- Other names: Maze procedure
- ICD-9-CM: 37.33

= Cox maze procedure =

Type of heart surgery

The Cox maze procedure, also known as maze procedure, is a type of heart surgery for atrial fibrillation.

"Maze" refers to the series of incisions arranged in a maze-like pattern in the atria. Today, various methods of minimally invasive maze procedures, collectively named minimaze procedures, are used.

==History==
The maze procedure was developed by James Cox, an American cardiothoracic surgeon. Cox and his associates at Duke University Hospital, and later at Washington University School of Medicine developed the "maze" or "Cox maze" procedure, a cardiac surgery procedure intended to eliminate atrial fibrillation (AF). The first such procedure was performed at St. Louis' Barnes Hospital—now Barnes-Jewish Hospital—in 1987.
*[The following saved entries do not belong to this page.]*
PR #3907, opened 2020-05-27
Make all possible oracle values easily configured, upgrade oracle infra

tkporter:
### Description

* Provides a way for us to easily specify a value for any configurable env var for the oracle client
* By default does not expose RPC ports to the external internet
* Uses the websocket RPC endpoint, which is needed for block based reporting
* Changes the `--useFullNodes` flag on oracle deployment commands to `--useForno`. By default, now full nodes are used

The intention was to eliminate AF by using incisional scars to block abnormal electrical circuits (atrial macroreentry) that initiate and perpetuate the abnormal electrical waves of AF. This required an extensive series of full-thickness incisions through the walls of both atria, a median sternotomy (vertical incision through the sternum), and cardiopulmonary bypass (heart-lung machine; extracorporeal circulation). After the introduction of the initial procedure, a series of improvements were made, culminating in 1992 in the Cox maze III procedure, which is now considered to be the "gold standard" for effective surgical cure of AF. It was quite successful in eliminating AF but had drawbacks as well. The Cox maze III is sometimes referred to as the "traditional maze", the "cut-and-sew maze", or simply the "maze". Damiano and colleagues have described a Cox-Maze IV procedure in 2002 in which they modified the Cox-Maze III technique using a combination of bipolar radiofrequency and cryothermal ablation lines. Since then, the Cox-Maze IV procedure is the gold standard surgical treatment for AF with conversion to normal sinus rhythm and freedom from AF at 1 year postoperatively of 93%, but the results are institution dependent.

During the past 10 years, several energy sources, such as unipolar radiofrequency, bipolar radiofrequency, microwave, laser, high-intensity focused ultrasound, and cryothermia, were incorporated into various devices in order to create some of the lesions of the Cox maze III procedure without actually cutting into the atrial walls. Microwave and laser therapy have both been withdrawn from the market, but the other devices continue to be utilized to treat AF surgically.